Dataset excerpts:
- - - - - - -

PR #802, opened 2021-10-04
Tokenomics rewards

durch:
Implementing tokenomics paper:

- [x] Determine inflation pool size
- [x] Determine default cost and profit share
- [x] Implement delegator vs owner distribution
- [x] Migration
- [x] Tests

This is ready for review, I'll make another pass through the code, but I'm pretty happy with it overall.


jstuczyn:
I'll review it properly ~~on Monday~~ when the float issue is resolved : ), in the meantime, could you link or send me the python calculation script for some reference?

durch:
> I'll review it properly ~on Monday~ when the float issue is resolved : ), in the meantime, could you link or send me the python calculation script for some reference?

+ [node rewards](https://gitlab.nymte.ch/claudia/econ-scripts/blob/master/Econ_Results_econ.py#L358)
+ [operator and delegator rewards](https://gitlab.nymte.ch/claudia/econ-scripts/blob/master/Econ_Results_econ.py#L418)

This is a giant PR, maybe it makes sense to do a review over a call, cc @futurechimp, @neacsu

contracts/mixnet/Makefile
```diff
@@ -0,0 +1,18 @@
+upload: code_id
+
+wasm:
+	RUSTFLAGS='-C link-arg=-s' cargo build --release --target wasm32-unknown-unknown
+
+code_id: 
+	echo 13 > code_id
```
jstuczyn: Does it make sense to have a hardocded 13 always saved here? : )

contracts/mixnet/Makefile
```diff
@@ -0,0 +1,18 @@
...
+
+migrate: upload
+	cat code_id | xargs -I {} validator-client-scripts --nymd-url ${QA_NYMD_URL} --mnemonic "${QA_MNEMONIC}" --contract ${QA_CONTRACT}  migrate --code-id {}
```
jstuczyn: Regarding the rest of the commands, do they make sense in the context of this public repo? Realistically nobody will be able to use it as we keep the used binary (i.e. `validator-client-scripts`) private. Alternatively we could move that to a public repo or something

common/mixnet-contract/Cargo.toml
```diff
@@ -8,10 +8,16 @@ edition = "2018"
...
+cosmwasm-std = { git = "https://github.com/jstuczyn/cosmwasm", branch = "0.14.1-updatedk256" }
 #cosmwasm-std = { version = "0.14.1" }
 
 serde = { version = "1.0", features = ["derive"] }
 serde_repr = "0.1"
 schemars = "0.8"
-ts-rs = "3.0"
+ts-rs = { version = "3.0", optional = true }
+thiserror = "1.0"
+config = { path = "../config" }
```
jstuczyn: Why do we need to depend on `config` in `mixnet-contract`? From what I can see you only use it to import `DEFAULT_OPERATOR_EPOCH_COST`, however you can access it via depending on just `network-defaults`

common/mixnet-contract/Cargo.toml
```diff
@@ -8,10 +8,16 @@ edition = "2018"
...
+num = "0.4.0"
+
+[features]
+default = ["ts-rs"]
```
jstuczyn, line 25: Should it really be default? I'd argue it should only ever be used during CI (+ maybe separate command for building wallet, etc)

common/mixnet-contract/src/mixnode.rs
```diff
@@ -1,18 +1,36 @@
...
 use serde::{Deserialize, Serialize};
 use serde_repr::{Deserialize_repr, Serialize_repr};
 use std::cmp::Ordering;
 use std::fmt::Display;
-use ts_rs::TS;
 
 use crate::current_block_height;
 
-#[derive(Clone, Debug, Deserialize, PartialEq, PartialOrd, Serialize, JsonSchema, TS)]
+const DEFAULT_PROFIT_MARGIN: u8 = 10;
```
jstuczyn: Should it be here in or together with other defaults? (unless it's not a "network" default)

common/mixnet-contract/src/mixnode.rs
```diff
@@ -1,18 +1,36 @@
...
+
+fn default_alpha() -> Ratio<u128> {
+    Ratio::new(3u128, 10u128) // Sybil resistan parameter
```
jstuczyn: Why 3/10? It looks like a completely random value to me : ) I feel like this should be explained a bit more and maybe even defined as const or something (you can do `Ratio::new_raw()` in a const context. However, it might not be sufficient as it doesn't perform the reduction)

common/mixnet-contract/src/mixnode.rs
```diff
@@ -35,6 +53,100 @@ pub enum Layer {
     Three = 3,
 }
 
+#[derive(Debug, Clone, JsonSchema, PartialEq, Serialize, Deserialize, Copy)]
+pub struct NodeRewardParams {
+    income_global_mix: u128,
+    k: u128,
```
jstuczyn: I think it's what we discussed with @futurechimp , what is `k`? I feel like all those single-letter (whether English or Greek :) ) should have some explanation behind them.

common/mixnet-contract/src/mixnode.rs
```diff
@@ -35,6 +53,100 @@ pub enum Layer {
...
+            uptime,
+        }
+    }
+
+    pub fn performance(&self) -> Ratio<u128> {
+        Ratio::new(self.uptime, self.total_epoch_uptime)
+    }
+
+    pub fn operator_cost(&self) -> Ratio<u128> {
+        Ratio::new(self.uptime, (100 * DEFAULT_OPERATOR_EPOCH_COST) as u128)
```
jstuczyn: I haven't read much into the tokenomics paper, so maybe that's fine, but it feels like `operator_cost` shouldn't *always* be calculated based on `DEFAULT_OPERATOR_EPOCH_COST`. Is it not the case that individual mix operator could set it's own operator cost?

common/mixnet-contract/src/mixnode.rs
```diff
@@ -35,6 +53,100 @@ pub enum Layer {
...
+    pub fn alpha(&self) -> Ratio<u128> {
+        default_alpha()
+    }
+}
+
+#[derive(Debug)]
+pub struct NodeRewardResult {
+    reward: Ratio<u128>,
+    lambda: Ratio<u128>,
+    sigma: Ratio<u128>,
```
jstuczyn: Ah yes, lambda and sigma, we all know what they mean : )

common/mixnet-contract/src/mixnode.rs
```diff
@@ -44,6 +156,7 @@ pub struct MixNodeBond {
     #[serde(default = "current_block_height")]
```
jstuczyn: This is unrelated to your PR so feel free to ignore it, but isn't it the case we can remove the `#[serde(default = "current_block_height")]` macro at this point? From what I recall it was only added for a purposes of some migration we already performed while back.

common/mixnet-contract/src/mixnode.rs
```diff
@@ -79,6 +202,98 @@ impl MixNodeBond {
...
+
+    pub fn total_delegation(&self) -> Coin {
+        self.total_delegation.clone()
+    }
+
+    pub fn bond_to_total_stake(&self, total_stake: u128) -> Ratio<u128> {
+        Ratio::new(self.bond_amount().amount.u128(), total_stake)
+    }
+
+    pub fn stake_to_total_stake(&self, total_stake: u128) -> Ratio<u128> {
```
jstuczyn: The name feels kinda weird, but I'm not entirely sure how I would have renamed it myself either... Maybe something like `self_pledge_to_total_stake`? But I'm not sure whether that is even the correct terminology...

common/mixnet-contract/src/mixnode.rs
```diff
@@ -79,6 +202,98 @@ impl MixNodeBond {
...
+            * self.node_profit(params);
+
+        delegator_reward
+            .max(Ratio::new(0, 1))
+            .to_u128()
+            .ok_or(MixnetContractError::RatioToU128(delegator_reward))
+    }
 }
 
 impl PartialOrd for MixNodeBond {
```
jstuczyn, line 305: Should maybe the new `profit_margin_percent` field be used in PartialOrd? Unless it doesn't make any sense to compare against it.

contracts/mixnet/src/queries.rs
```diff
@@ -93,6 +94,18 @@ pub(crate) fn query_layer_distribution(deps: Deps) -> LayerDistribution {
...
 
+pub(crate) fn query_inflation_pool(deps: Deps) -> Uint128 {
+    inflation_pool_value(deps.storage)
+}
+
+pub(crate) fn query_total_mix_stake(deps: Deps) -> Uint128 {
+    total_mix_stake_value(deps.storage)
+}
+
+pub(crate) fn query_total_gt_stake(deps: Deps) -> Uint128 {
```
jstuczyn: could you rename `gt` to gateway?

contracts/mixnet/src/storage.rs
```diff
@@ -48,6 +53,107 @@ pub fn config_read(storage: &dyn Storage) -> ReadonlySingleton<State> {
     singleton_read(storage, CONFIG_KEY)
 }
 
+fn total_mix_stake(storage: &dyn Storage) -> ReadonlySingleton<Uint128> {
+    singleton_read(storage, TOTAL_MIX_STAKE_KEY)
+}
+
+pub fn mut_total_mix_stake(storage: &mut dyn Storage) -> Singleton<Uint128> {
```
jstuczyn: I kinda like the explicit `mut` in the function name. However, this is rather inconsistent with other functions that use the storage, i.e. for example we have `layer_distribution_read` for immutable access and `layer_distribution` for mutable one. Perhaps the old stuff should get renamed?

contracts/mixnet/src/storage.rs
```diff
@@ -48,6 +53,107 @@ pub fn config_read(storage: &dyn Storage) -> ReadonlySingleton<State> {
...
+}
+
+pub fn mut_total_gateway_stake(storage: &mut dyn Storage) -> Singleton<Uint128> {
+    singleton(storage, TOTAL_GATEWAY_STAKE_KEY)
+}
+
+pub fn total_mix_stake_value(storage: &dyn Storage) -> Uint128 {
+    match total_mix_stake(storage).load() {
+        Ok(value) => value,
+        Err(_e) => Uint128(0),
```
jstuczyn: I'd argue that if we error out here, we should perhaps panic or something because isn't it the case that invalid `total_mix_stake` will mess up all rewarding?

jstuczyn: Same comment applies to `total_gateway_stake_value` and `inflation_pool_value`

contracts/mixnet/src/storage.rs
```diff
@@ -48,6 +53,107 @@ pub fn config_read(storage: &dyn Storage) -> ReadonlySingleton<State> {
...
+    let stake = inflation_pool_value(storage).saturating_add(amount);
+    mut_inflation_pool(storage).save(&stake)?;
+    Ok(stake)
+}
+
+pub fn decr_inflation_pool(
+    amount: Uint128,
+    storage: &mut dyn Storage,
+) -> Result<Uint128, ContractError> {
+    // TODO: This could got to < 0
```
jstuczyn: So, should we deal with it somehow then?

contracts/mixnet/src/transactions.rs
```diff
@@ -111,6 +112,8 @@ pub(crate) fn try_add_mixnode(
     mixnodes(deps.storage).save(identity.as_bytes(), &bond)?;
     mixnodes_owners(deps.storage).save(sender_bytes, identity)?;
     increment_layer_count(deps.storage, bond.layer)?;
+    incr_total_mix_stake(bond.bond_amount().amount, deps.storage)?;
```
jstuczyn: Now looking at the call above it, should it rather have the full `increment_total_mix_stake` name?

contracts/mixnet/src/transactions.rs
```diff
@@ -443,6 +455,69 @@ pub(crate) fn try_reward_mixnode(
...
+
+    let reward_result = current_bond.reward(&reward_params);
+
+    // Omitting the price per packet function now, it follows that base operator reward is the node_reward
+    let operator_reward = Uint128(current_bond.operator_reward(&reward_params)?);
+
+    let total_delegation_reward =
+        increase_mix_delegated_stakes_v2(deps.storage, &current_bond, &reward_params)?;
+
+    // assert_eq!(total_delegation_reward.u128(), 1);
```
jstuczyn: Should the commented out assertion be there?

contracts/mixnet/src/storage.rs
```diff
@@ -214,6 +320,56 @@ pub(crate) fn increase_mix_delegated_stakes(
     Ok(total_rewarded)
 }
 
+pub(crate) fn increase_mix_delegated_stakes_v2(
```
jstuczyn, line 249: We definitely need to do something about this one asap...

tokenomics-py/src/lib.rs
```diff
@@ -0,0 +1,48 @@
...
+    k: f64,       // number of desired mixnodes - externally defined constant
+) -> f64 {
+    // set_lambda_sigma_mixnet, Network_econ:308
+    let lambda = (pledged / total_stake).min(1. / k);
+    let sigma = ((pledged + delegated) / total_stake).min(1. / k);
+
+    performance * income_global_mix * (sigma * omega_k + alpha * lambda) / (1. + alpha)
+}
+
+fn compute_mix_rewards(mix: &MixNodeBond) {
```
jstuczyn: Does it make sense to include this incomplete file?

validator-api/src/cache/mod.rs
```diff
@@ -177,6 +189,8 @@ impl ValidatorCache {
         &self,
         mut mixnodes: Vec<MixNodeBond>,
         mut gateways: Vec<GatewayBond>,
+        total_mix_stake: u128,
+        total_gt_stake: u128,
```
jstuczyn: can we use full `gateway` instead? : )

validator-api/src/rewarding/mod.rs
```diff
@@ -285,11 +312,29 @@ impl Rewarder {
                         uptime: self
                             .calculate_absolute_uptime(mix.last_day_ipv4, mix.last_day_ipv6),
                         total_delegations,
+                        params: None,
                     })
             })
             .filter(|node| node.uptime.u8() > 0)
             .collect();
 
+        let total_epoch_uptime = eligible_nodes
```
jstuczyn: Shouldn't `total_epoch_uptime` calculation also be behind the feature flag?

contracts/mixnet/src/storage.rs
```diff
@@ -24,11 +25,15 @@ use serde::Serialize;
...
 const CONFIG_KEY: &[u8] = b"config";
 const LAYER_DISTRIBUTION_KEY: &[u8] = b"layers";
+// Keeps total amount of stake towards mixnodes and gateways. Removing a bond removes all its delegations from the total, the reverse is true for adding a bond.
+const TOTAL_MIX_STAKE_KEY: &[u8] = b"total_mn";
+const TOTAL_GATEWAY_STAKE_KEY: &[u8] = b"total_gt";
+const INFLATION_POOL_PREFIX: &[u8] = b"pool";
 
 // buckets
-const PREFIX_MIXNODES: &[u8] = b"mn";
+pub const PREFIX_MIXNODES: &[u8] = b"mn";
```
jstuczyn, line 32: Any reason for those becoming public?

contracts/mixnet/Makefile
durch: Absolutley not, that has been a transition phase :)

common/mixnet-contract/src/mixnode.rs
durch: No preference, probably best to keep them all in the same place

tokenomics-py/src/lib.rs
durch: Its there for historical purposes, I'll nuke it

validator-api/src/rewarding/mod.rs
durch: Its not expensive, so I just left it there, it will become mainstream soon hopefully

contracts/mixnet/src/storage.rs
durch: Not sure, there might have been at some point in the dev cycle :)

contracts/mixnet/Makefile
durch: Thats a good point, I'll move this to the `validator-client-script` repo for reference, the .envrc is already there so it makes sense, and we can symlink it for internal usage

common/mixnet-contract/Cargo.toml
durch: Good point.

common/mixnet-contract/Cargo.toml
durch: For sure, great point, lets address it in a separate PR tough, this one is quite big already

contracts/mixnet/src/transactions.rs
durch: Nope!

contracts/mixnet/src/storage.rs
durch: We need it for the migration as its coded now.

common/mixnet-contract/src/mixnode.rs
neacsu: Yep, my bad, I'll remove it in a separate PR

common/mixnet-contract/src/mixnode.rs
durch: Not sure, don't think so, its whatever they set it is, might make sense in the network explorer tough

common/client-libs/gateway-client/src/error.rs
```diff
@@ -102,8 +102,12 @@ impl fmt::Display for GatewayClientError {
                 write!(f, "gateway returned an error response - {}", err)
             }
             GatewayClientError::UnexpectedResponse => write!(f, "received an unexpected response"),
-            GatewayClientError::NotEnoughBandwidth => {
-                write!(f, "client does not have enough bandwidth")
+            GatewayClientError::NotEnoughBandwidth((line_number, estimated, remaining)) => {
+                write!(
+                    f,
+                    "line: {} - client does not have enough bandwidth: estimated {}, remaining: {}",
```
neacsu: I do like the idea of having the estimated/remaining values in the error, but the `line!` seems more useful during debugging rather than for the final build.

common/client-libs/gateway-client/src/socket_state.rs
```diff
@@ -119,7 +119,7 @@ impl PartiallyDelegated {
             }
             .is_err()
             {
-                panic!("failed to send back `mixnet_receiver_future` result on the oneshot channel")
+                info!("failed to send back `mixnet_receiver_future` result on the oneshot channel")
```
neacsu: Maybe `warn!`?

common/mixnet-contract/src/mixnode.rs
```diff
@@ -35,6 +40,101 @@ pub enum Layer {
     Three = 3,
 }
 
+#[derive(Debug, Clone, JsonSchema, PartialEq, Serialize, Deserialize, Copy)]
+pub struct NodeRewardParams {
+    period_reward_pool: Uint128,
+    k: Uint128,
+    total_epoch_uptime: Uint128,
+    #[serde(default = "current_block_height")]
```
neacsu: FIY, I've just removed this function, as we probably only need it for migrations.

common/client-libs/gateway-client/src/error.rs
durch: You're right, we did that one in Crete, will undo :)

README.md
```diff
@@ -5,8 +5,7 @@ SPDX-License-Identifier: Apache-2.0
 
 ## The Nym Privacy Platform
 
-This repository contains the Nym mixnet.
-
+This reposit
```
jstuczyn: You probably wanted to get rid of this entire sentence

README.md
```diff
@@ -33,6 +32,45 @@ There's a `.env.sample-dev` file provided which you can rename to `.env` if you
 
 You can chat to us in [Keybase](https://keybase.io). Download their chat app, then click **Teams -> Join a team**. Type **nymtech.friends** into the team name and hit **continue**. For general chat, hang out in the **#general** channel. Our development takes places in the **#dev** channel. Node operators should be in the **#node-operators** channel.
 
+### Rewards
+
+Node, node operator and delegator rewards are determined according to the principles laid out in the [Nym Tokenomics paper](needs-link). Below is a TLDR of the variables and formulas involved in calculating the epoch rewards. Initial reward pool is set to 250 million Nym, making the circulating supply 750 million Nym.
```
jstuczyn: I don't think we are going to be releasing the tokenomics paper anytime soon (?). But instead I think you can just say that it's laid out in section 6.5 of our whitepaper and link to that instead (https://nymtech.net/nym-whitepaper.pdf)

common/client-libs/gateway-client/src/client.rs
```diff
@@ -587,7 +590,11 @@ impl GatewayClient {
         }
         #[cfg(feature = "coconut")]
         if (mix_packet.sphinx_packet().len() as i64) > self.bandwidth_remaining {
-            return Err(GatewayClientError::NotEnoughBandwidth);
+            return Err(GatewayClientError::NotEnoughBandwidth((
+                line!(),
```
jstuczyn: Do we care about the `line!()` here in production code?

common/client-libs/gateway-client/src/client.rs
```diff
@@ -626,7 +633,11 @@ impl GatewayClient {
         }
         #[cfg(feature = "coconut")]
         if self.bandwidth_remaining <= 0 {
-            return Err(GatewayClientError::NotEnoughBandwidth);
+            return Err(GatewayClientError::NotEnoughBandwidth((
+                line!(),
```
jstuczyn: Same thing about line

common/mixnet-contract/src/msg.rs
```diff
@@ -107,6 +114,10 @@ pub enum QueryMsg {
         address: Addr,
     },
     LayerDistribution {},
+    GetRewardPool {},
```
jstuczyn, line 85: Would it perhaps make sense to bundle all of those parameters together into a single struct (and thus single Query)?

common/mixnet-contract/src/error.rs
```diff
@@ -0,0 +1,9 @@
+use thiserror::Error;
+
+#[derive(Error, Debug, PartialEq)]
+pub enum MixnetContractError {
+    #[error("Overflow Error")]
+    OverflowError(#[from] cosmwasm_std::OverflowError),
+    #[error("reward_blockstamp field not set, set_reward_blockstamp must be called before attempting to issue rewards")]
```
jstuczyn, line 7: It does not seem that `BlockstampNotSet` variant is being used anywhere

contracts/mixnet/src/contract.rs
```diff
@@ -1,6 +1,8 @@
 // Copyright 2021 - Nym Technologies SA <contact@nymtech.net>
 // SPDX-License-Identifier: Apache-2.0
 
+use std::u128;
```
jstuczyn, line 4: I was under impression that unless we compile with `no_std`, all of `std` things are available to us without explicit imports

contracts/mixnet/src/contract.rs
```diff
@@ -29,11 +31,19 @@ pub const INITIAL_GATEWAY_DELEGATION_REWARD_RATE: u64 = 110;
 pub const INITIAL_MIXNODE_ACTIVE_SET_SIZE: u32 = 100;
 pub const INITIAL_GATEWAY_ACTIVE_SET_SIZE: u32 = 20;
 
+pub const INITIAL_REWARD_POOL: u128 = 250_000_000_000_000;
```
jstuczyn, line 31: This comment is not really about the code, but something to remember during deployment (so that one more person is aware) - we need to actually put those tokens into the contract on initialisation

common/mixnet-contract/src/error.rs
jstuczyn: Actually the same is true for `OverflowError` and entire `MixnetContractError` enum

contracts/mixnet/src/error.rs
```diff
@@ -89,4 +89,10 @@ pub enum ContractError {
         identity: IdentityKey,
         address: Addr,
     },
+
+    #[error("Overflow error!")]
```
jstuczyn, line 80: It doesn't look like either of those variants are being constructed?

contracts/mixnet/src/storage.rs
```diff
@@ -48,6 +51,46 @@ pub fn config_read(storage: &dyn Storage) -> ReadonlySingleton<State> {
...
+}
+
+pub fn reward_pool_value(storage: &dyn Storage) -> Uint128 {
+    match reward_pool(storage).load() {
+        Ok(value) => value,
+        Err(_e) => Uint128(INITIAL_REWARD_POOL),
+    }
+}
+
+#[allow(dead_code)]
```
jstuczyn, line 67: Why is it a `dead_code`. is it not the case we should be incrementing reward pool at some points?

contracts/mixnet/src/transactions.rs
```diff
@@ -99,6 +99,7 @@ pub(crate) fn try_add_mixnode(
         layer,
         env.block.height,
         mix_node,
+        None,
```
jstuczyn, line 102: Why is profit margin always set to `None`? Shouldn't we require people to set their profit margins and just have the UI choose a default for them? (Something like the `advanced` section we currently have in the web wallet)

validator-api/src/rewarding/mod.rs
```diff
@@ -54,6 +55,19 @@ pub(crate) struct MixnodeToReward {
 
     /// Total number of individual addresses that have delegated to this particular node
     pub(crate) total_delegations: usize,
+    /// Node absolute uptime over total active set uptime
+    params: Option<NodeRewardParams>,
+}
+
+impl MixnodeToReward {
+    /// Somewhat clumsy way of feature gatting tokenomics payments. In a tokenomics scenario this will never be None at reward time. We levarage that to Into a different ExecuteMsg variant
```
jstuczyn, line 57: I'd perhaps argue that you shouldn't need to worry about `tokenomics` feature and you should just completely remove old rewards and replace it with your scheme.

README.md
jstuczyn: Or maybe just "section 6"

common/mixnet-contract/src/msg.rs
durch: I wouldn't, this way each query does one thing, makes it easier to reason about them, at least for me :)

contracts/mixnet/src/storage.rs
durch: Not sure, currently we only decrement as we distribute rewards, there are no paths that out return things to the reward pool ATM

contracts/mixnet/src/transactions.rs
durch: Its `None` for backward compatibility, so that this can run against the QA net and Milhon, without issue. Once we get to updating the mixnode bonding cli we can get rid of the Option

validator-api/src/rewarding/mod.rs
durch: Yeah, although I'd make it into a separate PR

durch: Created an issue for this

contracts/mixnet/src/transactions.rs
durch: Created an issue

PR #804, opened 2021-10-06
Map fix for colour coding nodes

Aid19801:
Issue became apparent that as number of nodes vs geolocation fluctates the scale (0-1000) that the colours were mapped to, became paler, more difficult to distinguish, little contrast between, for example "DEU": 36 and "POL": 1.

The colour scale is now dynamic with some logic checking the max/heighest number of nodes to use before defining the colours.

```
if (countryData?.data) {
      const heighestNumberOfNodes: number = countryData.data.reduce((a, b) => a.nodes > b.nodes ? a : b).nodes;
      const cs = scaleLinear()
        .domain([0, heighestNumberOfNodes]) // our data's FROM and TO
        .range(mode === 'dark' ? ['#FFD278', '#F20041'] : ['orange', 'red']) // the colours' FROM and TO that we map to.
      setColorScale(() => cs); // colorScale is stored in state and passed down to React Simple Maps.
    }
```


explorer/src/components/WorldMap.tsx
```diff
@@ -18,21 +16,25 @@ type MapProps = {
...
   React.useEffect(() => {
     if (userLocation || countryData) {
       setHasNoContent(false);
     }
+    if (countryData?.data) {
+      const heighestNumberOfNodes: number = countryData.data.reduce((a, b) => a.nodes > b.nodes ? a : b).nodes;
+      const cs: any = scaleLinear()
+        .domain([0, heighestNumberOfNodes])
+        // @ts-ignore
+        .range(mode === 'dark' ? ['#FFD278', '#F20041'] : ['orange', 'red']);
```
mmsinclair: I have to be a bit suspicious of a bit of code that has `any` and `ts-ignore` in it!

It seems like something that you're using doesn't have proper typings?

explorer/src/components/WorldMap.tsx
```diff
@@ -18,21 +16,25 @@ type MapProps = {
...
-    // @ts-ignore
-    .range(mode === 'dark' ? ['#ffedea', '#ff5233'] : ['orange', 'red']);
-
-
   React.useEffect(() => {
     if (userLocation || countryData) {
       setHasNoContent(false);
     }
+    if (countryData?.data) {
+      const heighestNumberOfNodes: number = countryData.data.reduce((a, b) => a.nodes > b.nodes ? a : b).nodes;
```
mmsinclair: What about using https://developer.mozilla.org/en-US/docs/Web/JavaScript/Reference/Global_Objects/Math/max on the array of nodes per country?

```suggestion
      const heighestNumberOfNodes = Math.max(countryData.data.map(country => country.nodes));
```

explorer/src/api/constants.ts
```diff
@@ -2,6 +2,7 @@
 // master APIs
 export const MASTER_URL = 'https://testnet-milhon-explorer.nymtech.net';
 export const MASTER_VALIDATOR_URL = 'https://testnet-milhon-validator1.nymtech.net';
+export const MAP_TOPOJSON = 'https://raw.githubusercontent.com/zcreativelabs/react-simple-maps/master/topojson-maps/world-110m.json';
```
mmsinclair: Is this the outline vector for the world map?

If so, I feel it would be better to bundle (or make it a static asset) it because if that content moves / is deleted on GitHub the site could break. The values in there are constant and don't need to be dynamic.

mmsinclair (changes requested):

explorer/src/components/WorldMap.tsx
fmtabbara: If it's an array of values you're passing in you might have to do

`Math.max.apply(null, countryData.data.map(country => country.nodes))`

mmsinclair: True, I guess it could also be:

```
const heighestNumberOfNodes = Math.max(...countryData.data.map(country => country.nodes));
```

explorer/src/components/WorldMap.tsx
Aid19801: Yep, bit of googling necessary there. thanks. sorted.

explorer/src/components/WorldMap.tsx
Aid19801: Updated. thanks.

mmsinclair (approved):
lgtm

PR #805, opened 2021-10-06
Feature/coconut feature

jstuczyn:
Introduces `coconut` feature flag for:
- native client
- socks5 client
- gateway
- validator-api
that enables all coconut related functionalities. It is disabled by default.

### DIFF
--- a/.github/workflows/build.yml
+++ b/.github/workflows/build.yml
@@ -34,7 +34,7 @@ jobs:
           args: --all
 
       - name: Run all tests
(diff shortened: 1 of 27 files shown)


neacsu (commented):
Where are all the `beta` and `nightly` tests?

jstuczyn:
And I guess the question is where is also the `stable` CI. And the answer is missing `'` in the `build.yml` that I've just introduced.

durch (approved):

- - - - - - -

Exercise prompt
The string "Identifier" may appear in the lines of the records above. State how many lines contain it, with no other words.

Solved exercise
2